All an instructor would have to do is select the materials, and the students would then be able to download/view/subscribe to the course materials directly in the LMS (no more going to the bookstore). Instructors could even unbundle the materials, choosing best of breed chapters (and correlated assessments and animations), allowing students to only purchase the materials they will really use, even if they are from a variety of publishers.

The LMS as EDU publishing channel is a threat because the LMS platform providers could privilege certain publishers, giving preferred and better access to their materials. If the licensing and partnership deals are not done, it is very possible to imagine that the textbook deals that had once been done by the rep and the instructor will never be completed, as instructors move to selecting materials and texts during the LMS course building process.

Publisher and LMS partnerships are in everyone's interest.
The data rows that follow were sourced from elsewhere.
PR #477, opened 2018-09-04
Add `children` (FaaC) and render prop support to `ConfigureAdapter`

### LINKED ISSUE #473: Loading state not exposed to app
It would be nice if a `loading` prop was available either as a function as child argument, so that consumers could opt in to not rendering their apps until the connection to launch darkly has succeeded (or failed)

tdeekens:
Closes #473 

Please refer to the readme for examples. Essentially it adds exposing ready state to all adapters while exposes it through `ConfigureAdapter`.


readme.md
```diff
@@ -255,6 +255,24 @@ import adapter from '@flopflip/launchdarkly-adapter';
 </ConfigureFlopFlip>;
 ```
 
+You can also pass `render` or `children` as a function to act differently based on the underlying adapter's ready state:
+
+```jsx
+<ConfigureFlopFlip adapter={adapter} adapterArgs={{ clientSideId, user }}>
+  {{isAdapterReady} => isAdapterReady ? <App /> : <LoadingSpinner />}
```
tdeekens: This is not 100% recommended as your app should work without flags and not rely on an external service for boot.

tdeekens:
@AndrewRayCode please verify that this serves your use case.

PR #101, opened 2015-12-19
Added blueprint for pouch-model

mattmarcum:
This replaces https://github.com/nolanlawson/ember-pouch/pull/90

It creates a blueprint to easily create model files that import from `ember-pouch/model`

usage: `ember g pouch-model <model-name>`


rsutphin:
Thanks for sticking through the slow reviews and the change requests!

PR #103, opened 2015-12-19
Move blueprint files into explicit directories

backspace:
I just started a new `ember-pouch` application and used the `pouch-model` and `pouch-adapter` blueprints. They use the [`__path__` directory name](http://ember-cli.com/extending/#files):

> The `__path__` token is substituted with the blueprint name at install time. For example, when the user invokes ember generate controller foo then `__path__` becomes controller. When the `--pod` flag is used, for example `ember generate controller foo --pod` then `__path__` becomes `foo` (or `<podModulePrefix>/foo` if the podModulePrefix is defined). This token is primarily for pod support, and is only necessary if the blueprint can be used in pod structure. If the blueprint does not require pod support, simply use the blueprint name instead of the `__path__` token.

So when I ran `ember g pouch-adapter application`, it generated the adapter at `/app/pouch-adapters/application`. Likewise `ember g pouch-model destination` created `/app/pouch-models/destination.js`. Then Ember Data couldn’t find them!

I’m not sure whether this is the full solution because I know the `__path__` thing is involved in pods. But without pods, the way it’s generating files is broken!


mattmarcum:
Yeah, sorry originally when I made the blueprints they were named model/adapter and everything worked...but a name change was requested and I forgot to change the paths...good catch

rsutphin:
Agreed that we should take this as a solution for now — if someone's using pods and can assist getting them to work there also that would be great.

The more rich content that is pre-loaded into the LMS, the more valuable the LMS becomes. The more publishers allow their content to be unbundled and sold through the LMS, the greater the opportunity to earn digital revenues on individual pieces of content. The more rich educational material available for teaching, seamlessly integrated into the course building process, the better classes will be.

Will the publishers and the LMS providers be able to come together to make the necessary deals?

With the technical and data back-ends be built that can intake all the of the publisher content (including assessments and animations, as well as discover and purchasing) be built in the LMS platforms?

Will the publishers be willing to disaggregate, unbundle, and tag all of their content - making it available free and easily for instructors building courses while building a business model around on the fly student purchases for smaller units of content?

Will the LMS providers realize that they need to have a universal store of publisher content, and work hard to bring as many publishers to the table rather than take the easy money of exclusive partnerships?